Honestly I do love tailscale, but every time when I start using it I am just like… meh. I don’t need a bunch of interconnected as I have 1 homelab, and for other stuff like my backup system it goes over v6 so there is no NAT to speak off(just a firewall). And for any remote devices I just use plain wireguard including my always on VPN on my devices.
However I will continue to recommend Tailscale to people who are new to selfhosting and don’t want to deal with all the networking bullshit, and hey if you want to not be reliant on the tailscale control server host headscale.

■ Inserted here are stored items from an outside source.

PR #43, opened 2026-06-23
Fix TransactionRequiredException in ManagerService during pipeline event processing (#31)

### LINKED ISSUE #31: TransactionRequiredException in ManagerService during pipeline event processing
## Bug

The pipeline orchestrator's scheduled event processing fails with a
`TransactionRequiredException` when the Manager evaluates an event. The error occurs in
`ManagerService.recordAiUsage()` and `ManagerService.logManagerActivity()`, both called from
`ManagerService.evaluate()`.

## Stack Trace Summary

```
ERROR [io.ap.ax.ma.ManagerService] Manager evaluation failed for event 1751:
  jakarta.persistence.TransactionRequiredException:
    Transaction is not active, consider adding @Transactional to your method...

  at ManagerService.recordAiUsage(ManagerService.java:242)
  at ManagerService.evaluate(ManagerService.java:114)
  at PipelineOrchestrator.processEvent(PipelineOrchestrator.java:96)
  at PipelineOrchestrator.processNextEvent(PipelineOrchestrator.java:69)
```

A second error follows immediately for `logManagerActivity` (line 227), called later in
`evaluate()` (line 149). The outer transaction from `PipelineOrchestrator.processEvent()`
has already been marked for rollback after the first failure, so all subsequent persistence
operations in the same transaction also fail.

The final exception is a `RollbackException: ARJUNA016102: The transaction is not active!`
when the `@Transactional` interceptor on `processEvent()` tries to commit.

## Root Cause

`ManagerService.recordAiUsage()` and `logManagerActivity()` both call `entity.persist()`
and appear to have `@Transactional(REQUIRED)` semantics. When called from within the
existing transaction started by `PipelineOrchestrator.processEvent()`, a failure in
`recordAiUsage()` marks the outer transaction for rollback. The subsequent call to
`logManagerActivity()` then fails because the transaction is no longer active.

## Affected Files

- `manager/src/main/java/io/apitomy/axiom/manager/ManagerService.java` — lines 114, 149,
  227, 242
- `app/src/main/java/io/apitomy/axiom/app/PipelineOrchestrator.java` — lines 69, 96

## Steps to Reproduce

1. Start Axiom with `./dev.sh --persist` against a database with pending events
2. Observe the scheduled `processNextEvent` trigger pick up an event
3. The Manager evaluation completes (AI call succeeds) but persisting the AI usage record
   fails with `TransactionRequiredException`

## Environment

- Quarkus 3.33.1
- H2 file-based database (persist mode)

Okay so currently my closest matching server would be my R730XD which is running dual E5-2650v4’s which should have a similar power profile(the only diffrence with the 2680 is the number of cores however this shouldn’t make much of a diffrence for low use workloads).
So currently with 2x SSD’s, 2x2650v4’s, 128GB RAM, 6x18TB HDD drives, 3x16TB HDD drives my power consumption sits around the 225-250W which over a month for me costs me about 50-75 euros a month in power(welcome to dutch power pricing…). However alot of this consumption comes from the drives, because before I put the HDD’s in and just had the SSD’s, the RAM and the CPU’s it had an idle of around 80-100W. But this is in an enterprise server with some chonky drives so I assume those account for 5-15W as they have a base speed.
Generally I would say unless you specifically need functions that the board provides(alot of PCIE lanes for example) just get a consumer CPU and you’ll be much better off as it will have better efficiency, performance and you’ll be on a modern platform. And if you go for AM4 it will be really cheap cuz of the introduction of AM5.